• [ASSIGNMENT]:
Among the entries below, find each line holding "endoffset" and return it.
MATERIAL PROVIDED: Begin
Issue #105, opened 2021-01-10
Allow for file appends


ayman-albaz:
Hello,

I'm currently dealing with a problem where I need to be able to append to a *.arrow file. The data needs to be added row by row because its bigger than memory and can only be loaded row by row through a stream.

A good example of what I want to do is this.

```julia
using Arrow
using DataFrames
using Tables

open("out.arrow", "a") do file
    for i in massive_stream_iterator
        X = rand(1, 1000) |> Tables.table
        Arrow.write(file, X)
    end
end
```

Reading from this file generates a 1x1000 sized table not an Nx1000 sized table. 
```julia
df = Arrow.Table("append.arrow") |> DataFrame
@info size(df)
```

Is it currently possible for Arrow.jl to do this? I've looked all over the documentation and the closest thing to this was using Table.partitioner, which I can't use since I'm iterating through a massive-bigger-than-memory iterator.

quinnj:
So the tricky thing here is that the arrow format is _columnar_; so rows have to be collected and columns have to be "built" at some point to write the data out. i.e. it's not physically possible to write out an arrow file row-by-row.

Now, we do have some new tools in the ecosystem that might help in this case. For arrow, if you're working with larger-than-memory data, the solution is to write the data in "batches", which `Arrow.write` supports when the table source implements `Tables.partitions`. This allows writing out each "partition" as a separate record batch in the arrow file.

So you're correct in thinking `Tables.partitioner` could help here, it allows "partitioning" an input lazily, like a lazy `map` that produces a valid table on each iteration. So the usage in your example above would be more like:
```julia
Arrow.write("out.arrow", Tables.partitioner(x->Iterators.take(x, 1000), massive_stream_iterator) )
```
What this will do is spin up a writing thread for each of `Threads.nthreads()`, each will call `Iterators.take(massive_stream_iterator, 1000)`, which will iterate/return 1000 elements, those 1000 elements will be made into columns and written out as a single record batch. So the `massive_stream_iterator` will be written out in record batches of 1000 elements each. This assumes that each element iterated from `massive_stream_iterator` is a valid "row" according to the Tables.jl interface (i.e. some object that supports at least `propertynames(x)` and `getproperty(x, nm)`).

Anyway, let me know if that sounds like something in the right direction. I think it could also be possible to support something like `Arrow.append(file, x)` if we really needed: we would open `file` and parse the existing schema and then verify that the new table `x` matches that schema and then write the single table out as a record batch.

[...]

PR #160, opened 2021-04-01
ability to append partitions to existing arrow files

tanmaykm:
This adds a method to `append` partitions to existing arrow files. Partitiions to append to are supplied in the form of any [Tables.jl](https://github.com/JuliaData/Tables.jl)-compatible table.

Multiple record batches will be written based on the number of `Tables.partitions(tbl)` that are provided.

Each partition being appended must have the same `Tables.Schema` as the destination arrow file that is being appended to.

Other parameters that `append` accepts are similar to what `write` accepts.

### DIFF
--- a/src/append.jl
+++ b/src/append.jl
@@ -187,14 +187,6 @@ function table_info(bytes::Vector{UInt8}; convert::Bool=true)
     Tables.Schema(names, types), dictencodings, compression_codec
 end
 
-function footer_offset(bytes::Vector{UInt8})
-    magic_len = length(FILE_FORMAT_MAGIC_BYTES)
-    startoffset = length(bytes) - magic_len - sizeof(Int32) + 1
-    endoffset = length(bytes) - magic_len
-
-    read(IOBuffer(bytes[startoffset:endoffset]), Int32) + magic_len + sizeof(Int32)
-end
-
 function is_stream_format(file::String)
     open(file) do io
         is_stream_format(io, true)
@@ -211,31 +203,6 @@ function is_stream_format(bytes::Vector{UInt8})
     else
         return true
     end
-end
-
-function convert_to_stream_format(file::String; kwargs...)
-    mktemp() do path, io
-        convert_to_stream_format(file, io; kwargs...)
-        close(io)
-        cp(path, file; force=true)
-    end
-    nothing
-end
-function convert_to_stream_format(source::String, dest::String; kwargs...)
-    open(dest, "w") do destio
-        convert_to_stream_format(source, destio; kwargs...)
-    end
-    nothing
-end
-function convert_to_stream_format(source::String, destio::IO; kwargs...)
-    open(source) do sourceio
-        convert_to_stream_format(sourceio, destio; kwargs...)
-    end
-    nothing
-end
-function convert_to_stream_format(sourceio::IO, destio::IO; kwargs...)
-    write(destio, Stream(sourceio); file=false, kwargs...)
-    nothing
 end
 
 function is_equivalent_schema(sch1::Tables.Schema, sch2::Tables.Schema)
--- a/src/append.jl
+++ b/src/append.jl
@@ -105,16 +105,17 @@ function append(io::IO, source, arrow_schema, compress, largelists, denseunions,
             error("fatal error writing arrow data")
         end
         @debug 1 "processing table partition i = $i"
-        tbl_schema = Tables.schema(tbl)
+        tbl_cols = Tables.columns(tbl)
+        tbl_schema = Tables.schema(tbl_cols)
 
         if !is_equivalent_schema(arrow_schema, tbl_schema)
             throw(ArgumentError("Table schema does not match existing arrow file schema"))
         end
 
         if threaded
-            Threads.@spawn process_partition(tbl, dictencodings, largelists, compress, denseunions, dictencode, dictencodenested, maxdepth, msgs, alignment, i, sch, errorref, anyerror)
+            Threads.@spawn process_partition(tbl_cols, dictencodings, largelists, compress, denseunions, dictencode, dictencodenested, maxdepth, msgs, alignment, i, sch, errorref, anyerror)
         else
-            @async process_partition(tbl, dictencodings, largelists, compress, denseunions, dictencode, dictencodenested, maxdepth, msgs, alignment, i, sch, errorref, anyerror)
+            @async process_partition(tbl_cols, dictencodings, largelists, compress, denseunions, dictencode, dictencodenested, maxdepth, msgs, alignment, i, sch, errorref, anyerror)
         end
     end
     if anyerror[]
--- a/src/append.jl
+++ b/src/append.jl
@@ -63,11 +63,10 @@ function append(io::IO, tbl;
         throw(ArgumentError("ntasks keyword argument must be > 0; pass `ntasks=1` to disable multithreaded writing"))
     end
 
-    if !is_stream_format(io)
+    isstream, arrow_schema, compress = stream_properties(io; convert=convert)
+    if !isstream
         throw(ArgumentError("append is supported only to files in arrow stream format"))
     end
-
-    arrow_schema, compress = table_info(io; file=file, convert=convert)
 
     if compress === :lz4
         compress = LZ4_FRAME_COMPRESSOR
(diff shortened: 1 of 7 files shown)


tanmaykm:
Also ref #105 which seems related.

src/append.jl
```diff
@@ -0,0 +1,168 @@
+"""
+    Arrow.append(file::String, tbl)
```
quinnj, line 2:
```suggestion
    Arrow.append(io_or_file, tbl)
```

src/append.jl
```diff
@@ -0,0 +1,168 @@
...
+    tbl |> Arrow.append(io_or_file)
+
+Append any [Tables.jl](https://github.com/JuliaData/Tables.jl)-compatible
+`tbl` to an existing arrow formatted file.
```
quinnj, line 6:
```suggestion
`tbl` to an existing arrow formatted IPC stream, as any kind of `IO` or if given a `String`, assume the IPC stream has been written to disk. Note that appending to the "feather formatted file" is _not_ allowed, as this file format doesn't support appending. That means files written like `Arrow.write(filename::String, tbl)` _cannot_ be appended to; instead, you should write like `Arrow.write(filename::String, tbl; file=false)`.
```

src/append.jl
```diff
@@ -0,0 +1,168 @@
...
+  * `denseunions::Bool=true`: whether Julia `Vector{<:Union}` arrays should be written using the dense union layout; passing `false` will result in the sparse union layout
+  * `largelists::Bool=false`: causes list column types to be written with Int64 offset arrays; mainly for testing purposes; by default, Int64 offsets will be used only if needed
+  * `maxdepth::Int=$DEFAULT_MAX_DEPTH`: deepest allowed nested serialization level; this is provided by default to prevent accidental infinite recursion with mutually recursive data structures
+  * `ntasks::Int`: number of concurrent threaded tasks to allow while writing input partitions out as arrow record batches; default is no limit; to disable multithreaded writing, pass `ntasks=1`
+"""
+function append end
+
+append(file::String; kw...) = x -> append(file::String, x; kw...)
+
+function append(file::String, tbl;
```
quinnj, line 33: we should copy the `Arrow.write` definitions we have that allow `::IO` as well. We should also have a functor form like `append(io_or_file; kw...) = x -> append(io_or_file, x; kw...)

src/append.jl
```diff
@@ -0,0 +1,168 @@
...
+        largelists::Bool=false,
+        compress::Union{Nothing, Symbol, LZ4FrameCompressor, ZstdCompressor}=nothing,
```
quinnj, line 35: We don't want to allow passing in this since we'll need to match the compression used in the rest of the file.

src/append.jl
```diff
@@ -0,0 +1,168 @@
...
+        denseunions::Bool=true,
+        dictencode::Bool=false,
+        dictencodenested::Bool=false,
+        alignment::Int=8,
```
quinnj, line 39: Same here; we need to match the alignment used in the rest of the file

src/append.jl
```diff
@@ -0,0 +1,168 @@
...
+
+    open(file, "r+") do io
+        append(io, tbl, largelists, compress, denseunions, dictencode, dictencodenested, alignment, maxdepth, ntasks)
+    end
+
+    return file
+end
+
+function append(io, source, largelists, compress, denseunions, dictencode, dictencodenested, alignment, maxdepth, ntasks)
+    bytes = Mmap.mmap(io)
```
quinnj, line 61: Hmmm, I don't think this works if you provide a filename? Because you'd be calling `bytes = Mmap.mmap(io::IOStream)`? maybe that's supported? I'd rather follow the pattern we have in `Arrow.Table` where we call `Mmap.mmap` if they provide a `string`, otherwise we call `read(io)` to get the IPC stream bytes.

src/append.jl
```diff
@@ -0,0 +1,168 @@
...
+    stream = Arrow.Stream(bytes)
+    arrow_schema = Tables.schema(Tables.columns(stream))
```
quinnj, line 63: If this works, then it's probably by accident. By design, you're supposed to call `Tables.columns` on each _iterated element_ of an `Arrow.Stream`. We can, however, access the arrow schema by calling `stream.schema`. That gives us the arrow schema as a flatbuffer object. I think that's the right thing we need to validate against. For example, if we start iterating input `Tables.partitions(source)`, then we call `cols = Tables.columns(part); sch = Tables.schema(cols)`, then we can call `makeschemamsg(sch, cols)` which gives us back a flatbuffer of the schema. Then we should flip that flatbuffer around to read it `arrowsch = Meta.Schema(buf, 1)` (hopefully that works). Then we can compare `stream.schema` vs `arrowsch`.

quinnj: The alternative approach would be to iterate the first table of the `Arrow.Stream`, the call `sch = Tables.schema(Tables.columns(first(stream)))` and compare that w/ each partition schema we iterate. Probably a bit simpler than the arrow flatbuffer schema comparing.

src/append.jl
```diff
@@ -0,0 +1,168 @@
...
+    end)
+    anyerror = Threads.Atomic{Bool}(false)
+    errorref = Ref{Any}()
+    @sync for (i, tbl) in enumerate(Tables.partitions(source))
+        if anyerror[]
+            @error "error writing arrow data on partition = $(errorref[][3])" exception=(errorref[][1], errorref[][2])
+            error("fatal error writing arrow data")
+        end
+        @debug 1 "processing table partition i = $i"
+        tbl_schema = Tables.schema(tbl)
```
quinnj, line 94: Technically, we need to call `Tables.schema` on the result of `Tables.columns(tbl)`, though often they produce the same result. But we should probably pass the `stream` schema down to `process_partition` to do the comparison there.

src/append.jl
```diff
@@ -0,0 +1,168 @@
...
+    if anyerror[]
+        @error "error writing arrow data on partition = $(errorref[][3])" exception=(errorref[][1], errorref[][2])
+        error("fatal error writing arrow data")
+    end
+    # close our message-writing channel, no further put!-ing is allowed
+    close(msgs)
+    # now wait for our message-writing task to finish writing
+    wait(tsk)
+
+    b = FlatBuffers.Builder(1024)
```
quinnj, line 115: we shouldn't need any of this code; it's not going to be valid to append to a feather formatted file, which needs this footer stuff.

src/append.jl
```diff
@@ -0,0 +1,168 @@
...
+    startoffset = length(bytes) - magic_len - sizeof(Int32) + 1
+    endoffset = length(bytes) - magic_len
+
+    read(IOBuffer(bytes[startoffset:endoffset]), Int32) + magic_len + sizeof(Int32)
+end
+
+function is_equivalent_schema(sch1::Tables.Schema, sch2::Tables.Schema)
+    (sch1.names == sch2.names) || (return false)
+    for (t1,t2) in zip(sch1.types, sch2.types)
+        (t1 <: Arrow.ArrowVector) && (t1 = eltype(t1))
```
quinnj, line 163: we shouldn't need this extra step after we fix the above code where we get tehs chema of the first table iterated by the stream

src/append.jl
tanmaykm: How can we retrieve this from the supplied `io_or_file`?

src/append.jl
tanmaykm: Can't we append to a feather/arrow ipc file format by starting to write from the footer offset? Then we need to write the new footer back at the end, no?

src/append.jl
tanmaykm: done in https://github.com/JuliaData/Arrow.jl/pull/160/commits/6a56db3ad923e97a55f7131a86698a230ebcd9bd

src/append.jl
tanmaykm: done in https://github.com/JuliaData/Arrow.jl/pull/160/commits/6a56db3ad923e97a55f7131a86698a230ebcd9bd

src/append.jl
quinnj: Hmmm, that sounds quite a bit more complicated. We'd have to _read_ the existing footer, because we need all that existing info, then we'd need to write out the new footer; and yes, rewrite over the existing one. I think that could be a separate PR, where we first start with only support appending to IPC streams.

src/append.jl
quinnj: Looks like we'll need to read the first record batch message from the `Arrow.Stream`, then we can see the `compression` on the RecordBatch message (property is here: https://github.com/JuliaData/Arrow.jl/blob/main/src/metadata/Message.jl#L76)

src/append.jl
tanmaykm: How can the alignment be retrieved from `io_or_file`? Maybe I am missing it, but I do not see that getting stored explicitly anywhere.

src/append.jl
tanmaykm: Actually, appending to stored files is the functionality I need and that is what I tried to address here. But looks like it is valid to store arrow data into files in stream format? Then we don't need to deal with the footer which will make things simpler. Is that what you meant here?

src/append.jl
tanmaykm: changed in https://github.com/JuliaData/Arrow.jl/pull/160/commits/7aca33da479fad8e98d1ff192d98adf9aba6e8b7 now

src/append.jl
tanmaykm: done in https://github.com/JuliaData/Arrow.jl/pull/160/commits/7aca33da479fad8e98d1ff192d98adf9aba6e8b7

src/append.jl
tanmaykm: done that way in https://github.com/JuliaData/Arrow.jl/pull/160/commits/7aca33da479fad8e98d1ff192d98adf9aba6e8b7 now

quinnj: Yes, that's what I meant. It's much simpler to append to file when data is in IPC format instead of "file" format.

src/append.jl
quinnj: Ok, now that I think about it and look back at code, I think we can leave this as-is. It's actually valid to use different alignment paddings in different record batches, because the buffers are all specified in full byte counts. So the alignment is "implicit", and shouldn't matter.

src/append.jl
tanmaykm: The functor form is now present for `append`. It does not yet accept an IO but can be added with a caveat that I wanted to put up.

It seems that we need to overwrite the last empty message in an arrow stream when we append to it, so if we accept an IO, we need to be able to `seek` on it to be able to go back to the point where we got the empty message. And the API will be writing the record batches it appends on to the same IO stream. We will be able to do this on a stream opened on a file, or an IOBuffer, but we will not be able to do it on a network stream for example. Will that be acceptable?

tanmaykm:
Hi @quinnj, does this look okay, or is anything more needed here?

quinnj:
Sorry, I've been trying to catch up on a bunch of stuff since coming back from vacation; planning on reviewing this more in-depth in the next 24 hours.

src/append.jl
quinnj: Yes, those restrictions seem fine to me and worth mentioning in the docs.

src/append.jl
```diff
@@ -0,0 +1,214 @@
...
+    return io
+end
+
+function table_info(file::String; kwargs...)
+    open(file) do io
+        table_info(io; file=true, kwargs...)
+    end
+end
+table_info(io::IO; file::Bool=false, kwargs...) = table_info(file ? Mmap.mmap(io) : Base.read(io); kwargs...)
+function table_info(bytes::Vector{UInt8}; convert::Bool=true)
```
quinnj, line 120: Hmmmm, I don't like duplicating all this code from `Arrow.Stream`/`Arrow.Table`. I think we should modify those to store whatever is needed: schema, compression, etc. I'd much rather add a field or two to `Arrow.Stream` rather than have all this duplicate code.

tanmaykm: Yes, good idea. Will make the change.

tanmaykm: done in https://github.com/JuliaData/Arrow.jl/pull/160/commits/24d5920cacd845c13d18e3dbf640ba4a64dd552c

src/append.jl
tanmaykm: addressed in https://github.com/JuliaData/Arrow.jl/pull/160/commits/00da06d181c9f2d385964cd450315dcbcb5f455b

src/append.jl
tanmaykm: done in https://github.com/JuliaData/Arrow.jl/pull/160/commits/00da06d181c9f2d385964cd450315dcbcb5f455b

tanmaykm:
@quinnj I have now added commits to allow appends to `IO` and added few members to `Stream` instead of duplicating code for `append`.

src/append.jl
quinnj: Ok, I think this all looks good now; this is the only remaining piece. Specifically, we're calling `Tables.schema(tbl)`, where `tbl` is a partition iteration element from `Tables.partitions`. Technically, we need to call `Tables.schema(Tables.columns(tbl))`. We don't end up calling `Tables.columns` until `process_partition`. Probably easiest is to change `process_partition` to expect the 1st argument to already be the result of `Tables.columns(tbl)` and we can call it like that here:
```julia
cols = Tables.columns(tbl)
tbl_schema = Tables.schema(cols)
...
process_partition(cols, ...)
```
Then we just need to make sure we update the usage of `process_partition` in write.jl as well.

tanmaykm: done in https://github.com/JuliaData/Arrow.jl/pull/160/commits/0f0ab4bbfc2f72dc7e1ac41071a84465f7c58c01

tanmaykm:
bump!

quinnj (approved):
Thanks for all the work on this @tanmaykm!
MATERIAL PROVIDED: End
• [RESULT FOR THIS TASK]:
-    endoffset = length(bytes) - magic_len
-    read(IOBuffer(bytes[startoffset:endoffset]), Int32) + magic_len + sizeof(Int32)
+    endoffset = length(bytes) - magic_len
+    read(IOBuffer(bytes[startoffset:endoffset]), Int32) + magic_len + sizeof(Int32)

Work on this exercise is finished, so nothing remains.